Further refinement of MCI scores would require more thorough validation of metadata, making maximum use of mappings between minimal information requirements, recommended terminologies and any formats used. New efforts emerging from the community are laying the basis for such a multi-dimensional validation process: Data standardization efforts such as the ISA Commons [
16] offer common metadata tracking frameworks that can better underpin and facilitate the development of improved validation methods.
Where databases such as PRIDE [
17] allow free use of controlled vocabularies to extend records (
i.e.,
user-defined fields), the list of identifiable fields may appear disproportionately large (each term used becomes a field, making for a
very sparse matrix). MCI requires adaptation for use in such data structures, but even in basic form can be useful in defining whether one or more core (minimum) sets of metadata can be identified (subsets of the data with MCI scores well above average).
When calculating MCI scores, it is important to consider that databases may also contain markedly different subsets (for example, delineated by technique or taxon); appropriate partitioning of records before calculation would address this.

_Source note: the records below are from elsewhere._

PR #570, opened 2023-07-23
Expose inner `DescriptorPublicKey` functionality

quad:
Hi friends, it's me again! 👋 

In our use of miniscript, we find ourselves writing _constantly_ writing this idiom:

```rust
let xpub = match dpub {
    DescriptorPublicKey::Single(_) => unimplemented!(),
    DescriptorPublicKey::XPub(xpub) => xpub,
}
```

I'd *love* to directly use the `DescriptorXKey<bip32::ExtendedPubKey>` type; but, its functionality is anemic when compared to all the useful functions on `DescriptorPublicKey`.

The closer I looked at `DescriptorPublicKey`, the more I realised it was _mostly_ `match` blocks itself that delegated to different implementations based on the internal enum type. And, so, here's a PR that leans into that and reifies a trait (`DescriptorInnerKey`) that encapsulates all that behaviour and three types that implement it:

1. `DescriptorSinglePublicKey`
1. `DescriptorExtendedPublicKey`
1. `DescriptorMultiExtendedPublicKey`
---
This all said, I feel like this PR is still lacking. A few questions:

1. `DescriptorPublicKey` _could_ implement the trait too; but, I suspect that be a breaking change? Moreover …
1. `DescriptorInnerKey` is a weird name, especially when contrasted against the already existing `InnerXKey` trait. I'm open to a better name!


src/descriptor/key.rs
```diff
@@ -283,39 +287,51 @@ impl error::Error for DescriptorKeyParseError {
...
+        maybe_fmt_master_id(f, &self.origin)?;
+        self.xkey.fmt(f)?;
+        fmt_derivation_path(f, &self.derivation_path)?;
+        match self.wildcard {
+            Wildcard::None => {}
+            Wildcard::Unhardened => write!(f, "/*")?,
+            Wildcard::Hardened => write!(f, "/*h")?,
+        }
+        Ok(())
+    }
```
quad, line 312: Good candidate to extract to a `fmt_xkey(origin, [paths])` function.

src/descriptor/key.rs
```diff
@@ -525,42 +541,167 @@ impl error::Error for ConversionError {
...
+                    .ok()
+                    .ok_or(ConversionError::HardenedChild)?,
+            ),
+            Wildcard::Hardened => self.derivation_path.into_child(
+                bip32::ChildNumber::from_hardened_idx(index)
+                    .ok()
+                    .ok_or(ConversionError::HardenedChild)?,
+            ),
+        };
+        let definite = DescriptorPublicKey::XPub(DescriptorXKey {
```
quad, line 656: This is an awkward "upward" instantiation of the `DescriptorPublicKey` type. An idea:

1. `DefiniteDescriptorKey::new` could take a `DescriptorInnerKey`
2. `DescriptorInnerKey` extracts and implements `derive_public_key`, which is also a `match` block across the inner enum.

src/descriptor/key.rs
```diff
@@ -525,6 +525,53 @@ impl error::Error for ConversionError {
     }
 }
 
+pub trait DescriptorInnerKey {
```
apoelstra, line 581: In e4d9af484b996d05db261be7406d2af78488e527:

Do you think we should add `fmt::Display` and `std::str::FromStr` bounds on this? How about `Eq`, `Hash`, etc.? (My vote is yes to all four, and maybe `fmt::Debug` too.)

cc @sanket1729 who may have opinions here.

src/descriptor/key.rs
```diff
@@ -525,6 +525,53 @@ impl error::Error for ConversionError {
...
+    /// The fingerprint of the master key associated with this key, `0x00000000` if none.
+    fn master_fingerprint(&self) -> bip32::Fingerprint;
```
apoelstra, line 583: In e4d9af484b996d05db261be7406d2af78488e527:

As a separate issue, I think we should return an option here and then upstream we should have a `bip32::Fingerprint::from_opt` function that would do the 0x00000000 thing. Though I'm unsure. Maybe this function is only ever used in contexts where the result needs to be serialized (PSBT, encoding xpubs) in which case users always want the existng behavior.

src/descriptor/key.rs
apoelstra, line 581: In e4d9af484b996d05db261be7406d2af78488e527:

This can go in a separate PR, but like to have a type-level relationship between `DescriptorPublicKey` and `DescriptorSecretKey`. This would help me downstream in elements-miniscript where I want to define a "view key" for a confidential transaction descriptor, which has a private key in one slot and a public key in every other slot. I think it would also simplify a lot of usage of xprv descriptors, which currently require you maintain an xpub descriptor alongside a hashmap, though I haven't worked out the details.

One way we could do this is to add two associated types, like
```
type SecretKey: DescriptorInnerKey;
type PublicKey: DescriptorInnerKey;
```
where almost always one of these would be `Self`.

I would also like first-class support for unspendable keys in taproot. I am imagining an `UnspendableKey` whose `SecretKey` type would be `!`, or something.

Anyway these are just half-baked ideas that don't belong in this PR. But I want to bring them up in case they could guide this API.

src/descriptor/key.rs
apoelstra: Maybe `DescriptorInnerKey` should have an `Into<DescriptorPublicKey>` bound?

apoelstra:
Overall 14799e2dad3bf221e173684c19ce58e6170c02d8 looks good. It's a straightforward enough diff and I am confirming that all commits pass all tests (looking good so far).

> * `DescriptorPublicKey` _could_ implement the trait too; but, I suspect that be a breaking change? Moreover …

I don't think it would be breaking, but I also don't know that we need to worry about breaking changes here. Especially if we can also figure out the "what is the right way to relate private and public keys" and "what is the right way to handle unspendable keys" API questions.

But yes, it did occur to me when reading the code that it might make sense to implement this on `DescriptorPublicKey`.

> * `DescriptorInnerKey` is a weird name, especially when contrasted against the already existing `InnerXKey` trait. I'm open to a better name!

Maybe just `DescriptorKey`? We could maybe have a nice API where users could have a `Descriptor<Pk: MiniscriptKey>` but then get a ton of extra functionality if they actually had a `Descriptor<Pk: DescriptorKey>`.

> * `DescriptorPublicKey::into_single_keys` has been awkwardly left out of the extraction because it returns a vector of `DescriptorPublicKey`s. If I was going to do a breaking refactor, I'd probably move that method on to `DescriptorMultiExtendedPublicKey` itself. shrug

Good to know. Let's revisit that if we decide to do a breaking change.

> * What would going _full breaking change_ look like if `DescriptorPublicKey` as a `struct` just _disappeared_ … and instead there was only a `DescriptorPublicKey` trait?

So, with `Descriptor` itself we actually went the opposite direction. We originally had a trait because we imagined that downstream users might define their own descriptor types (in particular we had CTV and Elements in mind). But then we realized that it almost never made sense to be generic over an arbitrary descriptor, and using a trait was extra noise. See #386.

But having said that, for **keys** we have continuously moved toward more trait usage, adding more traits and associated types etc.

src/descriptor/key.rs
quad: 🧠 💡

src/descriptor/key.rs
quad: That's sure where I'm using it. 😅

src/descriptor/key.rs
quad: I added `Clone + fmt::Debug + fmt::Display + Eq + FromStr + std::hash::Hash + Ord` to match the existing derivations.

src/descriptor/key.rs
quad: Erm, that'll require ~`DescriptorInnerKey`~`DescriptorKey` to be made object-safe. That's beyond my ken.

quad:
> Maybe just `DescriptorKey`?

👍 

> But yes, it did occur to me when reading the code that it might make sense to implement this on `DescriptorPublicKey`.

I added a commit that does that. It's "breaking" insofar as consumers now need to import a trait. (e.g. see the change in `src/descriptor/mod.rs`)

src/descriptor/key.rs
apoelstra: I think it might be as simple as sticking a `: Sized` bound on the trait? What error do you get?

sanket1729:
Hello, thanks for this PR. 

Am I correct in summarizing that if we have a `type XPubOnlyDesc = Descriptor<DescriptorExtendedPublicKey>`, than it should satisfy your use-cases? Someone else also offered me the same feedback that most wallets today only use XPubs(without the multiX) and we should simplify our API to that end. 

 If this the case, we provide the same APIs for ` XPubOnlyDesc` as we do `Descriptor<DescriptorPubicKey>`. Our code is mostly generic over `MiniscriptKey`, so there are only a few APIs that are specialized for `DescriptorPublicKey`.  

We can then offer some granular types with some guidelines as 
```
// lib.rs
pub type Descriptor = Descriptor<DescriptorPublicKey>; // Full support for all types of keys
pub type DescriptorExtendedKeysOnly = Descriptor<DescriptorExtendedPublicKey>; // Without single or multi-keys.
```
Tihs obviously implies that you cannot single keys in your descriptor. Curious what @apoelstra thinks about this. 

### Comment about the trait approach

I am not sure about adding a trait, 1) It requires users to import it and 2) we are not using it any bounds here. Are you planning it downstream? If so, can you share you want it to be used as a bound?
If it is just a way to bundle "similar looking" APIs together, I am not sure about it. 

As Andrew mentioned in the #386, we found ourselves into a similar issue where we group things for `DescriptorTrait`  that were almost similar, but not exactly the same. I think is also one of the cases where we are intentionally merging things. I think this is evident by the fact that we already have weird cases around multi, bip32 master fingerprint. 

I do think the trait has value only if we go all the way so that `Descriptor<DescriptorExtendedPublicKey>` can be used directly. (Which would require implementing MiniscriptKey on `DescriptorExtendedPublicKey`). Otherwise, with respect to this PR as is, we can provide all the functionality without the trait. As in, SinglePub would have a method called `master_fingerprint()`, `into_single_descriptors` would only be for `DescriptorMulti..` and so on for other methods that make sense for each type. The top level enum would have all the types with the correct `Option`, `Result` return types for respective APIs.

cc @tcharding worked on changing the previous long names that we had `DescirptorSinglePublicKey` to `SinglePub`, would like to get his input on naming here.

quad:
> Am I correct in summarizing that if we have a `type XPubOnlyDesc = Descriptor<DescriptorExtendedPublicKey>`, than it should satisfy your use-cases?

Maybe? Honestly, the type hierarchy is too complex for me to follow.

That said, there's a lot of useful functionality on `DescriptorPublicKey`. `DescriptorPublicKey::from_str` being paramount!

> Someone else also offered me the same feedback that most wallets today only use XPubs(without the multiX) and we should simplify our API to that end.

I strongly agree with this sentiment.

quad:
> Are you planning it downstream? If so, can you share you want it to be used as a bound?

Our codebase has `type DescriptorExtendedKey = DescriptorXKey<ExtendedPubKey>` and almost entirely standardises on that type internally. We match / unwrap `DescriptorPublicKey` at the edges. I'd _love_ to use `DescriptorExtendedKey` at our edges, but its too aenemic right now to justify it.

sanket1729:
>  Maybe? Honestly, the type hierarchy is too complex for me to follow.

I guess put simply, if all functionality for `DescriptorPublicKey` is available in `DescriptorExtendedKey`, does that satisfy your use-cases?

src/descriptor/key.rs
```diff
@@ -18,15 +18,19 @@ use crate::prelude::*;
 use crate::serde::{Deserialize, Deserializer, Serialize, Serializer};
 use crate::{hash256, MiniscriptKey, ToPublicKey};
 
+type DescriptorSinglePublicKey = SinglePub;
+type DescriptorExtendedPublicKey = DescriptorXKey<bip32::ExtendedPubKey>;
+type DescriptorMultiExtendedPublicKey = DescriptorMultiXKey<bip32::ExtendedPubKey>;
```
tcharding, line 23: IMO we should not start putting `Extended` back into the identifiers of keys. The only other place that appears is in `bitcoin::bip32` which is not a module to copy :)

tcharding:
> cc @tcharding worked on changing the previous long names that we had DescirptorSinglePublicKey to SinglePub, would like to get his input on naming here.

In general I prefer shorter names if there is no ambiguity or loss of clarity. Thanks.

sanket1729:
@quad. I was suggesting something like: https://github.com/rust-bitcoin/rust-miniscript/pull/586 without all the forced mixing of public traits involved here.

In summary, the MCI scores individual records according to the completeness of their metadata and of their component fields, providing valuable insights into the provenance, value and cost of those records. As such, it serves as an objective and quantifiable metric for metadata capture and highlights the scholarly work required to develop curated collections [
18]. We look forward to the time when other databases utilize MCI scores, as it will also serve to provide a qualitative assessment between these resources.